Si avvicina la data della Brexit, ma non l’accordo con l’Unione europea. La stagione dei congressi dei partiti ha ulteriormente spaccato il Regno Unito e i gruppi politici al loro interno. Ci sarà un nuovo referendum? Tutto dipende dai laburisti.

La stagione dei congressi

Ogni anno, le città della provincia inglese ospitano i congressi dei partiti politici. A turno Bournemouth, Brighton (dove nel 1984 l’Ira quasi riuscì nell’intento di assassinare Margaret Thatcher), Birmingham, Blackpool e altre città sono invase da orde di deputati, attivisti, cameramen e giornalisti.

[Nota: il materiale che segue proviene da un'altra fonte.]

PR #624, opened 2024-07-30
Update documentation for Tugboat [skip ci]

beto-aveiga:
Updates documentation for Tugboat
The filename to override values in the Tugboat config file is wrong.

Il programma, rigidissimo, è controllato con mano di ferro dalle gerarchie dei partiti: dal podio ufficiale parlano solo ministri o ministri ombra, non l’opposizione interna, le mozioni su cui si vota tendono a essere sterili, approvate prima dalla leadership e in ogni caso non vincolanti. I media si sbizzarriscono in meticolose esegesi dei discorsi ufficiali (ha usato la parola “opportunità” diciassette volte, e “produttività” solo sei) e attente analisi della lunghezza degli applausi (Tizio è stato applaudito per tre minuti, mentre Caio per sette, e con i delegati in piedi). Ci sono poi raffiche di interviste, chi non ha accesso al podio ufficiale può mettersi in mostra agli incontri “paralleli”. Il feroce brexitista Boris Johnson, ministro degli Esteri fino alle dimissioni del mese scorso, ha utilizzato uno di questi incontri per lanciarsi in un attacco a Theresa May di ferocia inaudita, candidandosi così senza mezzi termini a sostituirla. Sembra però che sia riuscito solo ad alienarsi le simpatie dei molti attivisti, che per la loro età avanzata e il rispetto che nutrono per la tradizione e l’autorità sono profondamente ostili a ogni manifestazione di infedeltà al leader.

Mai dire “Norvegia”

Nella cacofonia di slogan e di frasi fatte, sembra però delinearsi un possibile esito della trattativa con l’Unione europea. In breve, la definirei NEIN: Norway Except In Name.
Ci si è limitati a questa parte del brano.